Sunday, July 15, 2018

Seized Archives Reveal Iran's Nuclear Program "...Certainly Larger, More Sophisticated And Better Organized' Than Thought




Seized archive shows Iran nuke project was larger than thought, had foreign help




The archive of Iranian nuclear documents seized by the Israeli Mossad from a Tehran warehouse in January shows that Iran’s program to build nuclear weapons “was almost certainly larger, more sophisticated and better organized” than was suspected, unnamed nuclear experts were quoted as saying in the New York Times on Monday, after being shown selected documents from the haul by US reporters.
One of the Iranian documents specifies plans to build a first “batch of five weapons” and discusses sites for possible underground nuclear tests, the Times reported, after one of its reporters was given limited access to the haul last week, along with a reporter from the Washington Post, and another from the Wall Street Journal.
“None were built, possibly because the Iranians feared being caught, or because a campaign by American and Israeli intelligence agencies to sabotage the effort, with cyberattacks and disclosures of key facilities, took its toll,” said the Times.

“It’s quite good,” Robert Kelley, a nuclear engineer and former inspector for the UN’s nuclear watchdog, the IAEA, told The Times dryly, after being shown some of the documents. “The papers show these guys were working on nuclear bombs.”

The documents also reinforce Israel’s contention that Iran remains determined to attain a nuclear weapons archive, despite its commitments under the 2015 nuclear deal (the JCPOA), the US reporters noted.

The materials they were shown include documentation that names current Iranian President Hassan Rouhani as a member of the “Council for Advanced Technologies” that approved the rogue nuclear weapons program, the Washington Post said, and indicate “a supporting role by Iran’s Islamic Revolutionary Guard Corps, as well as the Quds Force. Previously released documents indicate that the Iranian army was charged with overseeing the conversion of low-enriched uranium to weapons-grade fuel suitable for nuclear bombs.

“Let there be no mistake: the amount of personnel in the overt and covert parts will not decrease,” it quoted an Iranian official writing in a memo dated September 3, 2003. “The structure will not become smaller, and every sub-project will supervise both its overt and covert parts.”

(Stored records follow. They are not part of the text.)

PR #1068, opened 2020-11-02
Fix forwarding durning update

MDrakos:
https://www.pivotaltracker.com/story/show/175208661


mdrohmann (dismissed):
LGTM!

internal/updater/check.go
```diff
@@ -98,6 +99,9 @@ func AutoUpdate(pjPath string, out output.Outputer) (updated bool, resultVersion
 		if os.IsPermission(errs.InnerError(err)) {
 			out.Error(locale.T("auto_update_permission_err"))
 		}
+		if errors.As(err, new(*osutils.AlreadyLockedError)) {
+			out.Notice(locale.T("auto_update_already_updating"))
```
Naatan, line 103: Auto update is implicit. The user did not ask to be updated. Showing them this notice would only add friction.

Let's instead ensure that the error is logged if it isn't an error we can recognize, but otherwise not expose this to the user.

Naatan (changes requested):

internal/updater/check.go
MDrakos: The error will be logged here if it is not a permissions error, in which case the error is reported to the user. Do we want to remove this behaviour as well?

I've left the existing log line in `updater.go` as it could provide some value information in debugging.

Naatan: Yeah let's not log it (as an error anyway), since this is "expected" behaviour.

MDrakos: Okay changed it to a debug log

internal/updater/check.go
```diff
@@ -98,7 +98,7 @@ func AutoUpdate(pjPath string, out output.Outputer) (updated bool, resultVersion
 		if os.IsPermission(errs.InnerError(err)) {
 			out.Error(locale.T("auto_update_permission_err"))
 		}
-		logging.Error("Unable to self update: %s", err)
+		logging.Debug("Unable to self update: %s", err)
```
Naatan, line 101: Now all errors are disregarded. I was saying you still identify the cause of the error, and only if you cannot identify the cause do you log it as an error.

Naatan (changes requested):

internal/updater/check.go
```diff
@@ -95,10 +96,15 @@ func AutoUpdate(pjPath string, out output.Outputer) (updated bool, resultVersion
 	logging.Debug("Self-updating.")
 	err = update.Run(out)
 	if err != nil {
+		log := logging.Error
 		if os.IsPermission(errs.InnerError(err)) {
 			out.Error(locale.T("auto_update_permission_err"))
+			log = logging.Debug
```
Naatan, line 102:
```suggestion
```

Naatan (changes requested):

Naatan (approved):

PR #1069, opened 2020-11-03
Cache only activation

mdrohmann:
https://www.pivotaltracker.com/story/show/175447071

### DIFF
--- a/assets/activestate.yaml.python.tpl
+++ b/assets/activestate.yaml.python.tpl
@@ -2,6 +2,7 @@ scripts:
   - name: activationMessage
     language: {{.Language}}
     value: |
+      # -*- coding: utf-8 -*-
       import textwrap
       print(textwrap.dedent("""
         You are now in an activated state, which is like a virtual environment to work
--- a/pkg/platform/runtime/alternative.go
+++ b/pkg/platform/runtime/alternative.go
@@ -20,7 +20,6 @@ import (
 	"github.com/ActiveState/cli/internal/hash"
 	"github.com/ActiveState/cli/internal/locale"
 	"github.com/ActiveState/cli/internal/logging"
-	"github.com/ActiveState/cli/internal/rtutils"
 	"github.com/ActiveState/cli/internal/unarchiver"
 	"github.com/ActiveState/cli/pkg/platform/runtime/envdef"
 )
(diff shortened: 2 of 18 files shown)


assets/activestate.yaml.python.tpl
```diff
@@ -2,6 +2,7 @@ scripts:
   - name: activationMessage
     language: {{.Language}}
     value: |
+      # -*- coding: utf-8 -*-
```
mdrohmann, line 5: This needs to be here for python2.  It otherwise barks when we try to print non-ascii characters, and doesn't print the activation message.

pkg/platform/runtime/alternative.go
```diff
@@ -25,42 +25,73 @@ import (
...
 	ArtifactID strfmt.UUID
 	Files      []string
 }
 
-// NewAlternativeRuntime returns a new alternative runtime assembler
+// NewAlternativeEnv returns a new alternative runtime environment
+func NewAlternativeEnv(cacheDir string) (*AlternativeEnv, *failures.Failure) {
+	if rtutils.BuiltViaCI {
+		return nil, failures.FailRuntime.New("Alternative builds are not yet supported. Please contact support if you are seeing this error.")
+	}
```
Naatan, line 55: We should probably drop this. Not sure why we're not already running into this.

pkg/platform/runtime/installer.go
```diff
@@ -130,23 +170,28 @@ func (installer *Installer) Assembler() (Assembler, *failures.Failure) {
...
 }
 
 // InstallArtifacts installs all artifacts provided by a runtime assembler
 func (installer *Installer) InstallArtifacts(runtimeAssembler Assembler) (envGetter EnvGetter, freshInstallation bool, fail *failures.Failure) {
+	err := installer.runtime.StoreBuildEngine(runtimeAssembler.BuildEngine())
+	if err != nil {
+		return nil, false, failures.FailRuntime.Wrap(err, "TODO")
+	}
+
 	if runtimeAssembler.IsInstalled() {
```
Naatan, line 195: I think we'll probably want to mark the installation as complete here as well, so projects that were activated before this change get picked up.

Naatan (changes requested):

Naatan (dismissed):

Naatan (approved):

The seized archive “explains why the [nuclear deal] to us is worse than nothing, because it leaves key parts of the nuclear program unaddressed,” the Israeli official said, echoing Netanyahu’s frequent contention. “It doesn’t block Iran’s path to the bomb. It paves Iran’s path to the bomb.”
The Washington Post said US intelligence agencies have long believed that “Iran has kept the intellectual core of its nuclear program intact.” And the  documents showcased by Israel detail several meetings in late 2003 in which the Iranian nuclear project chiefs “discuss ways to keep the program’s scientists busy with nuclear-relevant research,” even after it was ostensibly frozen.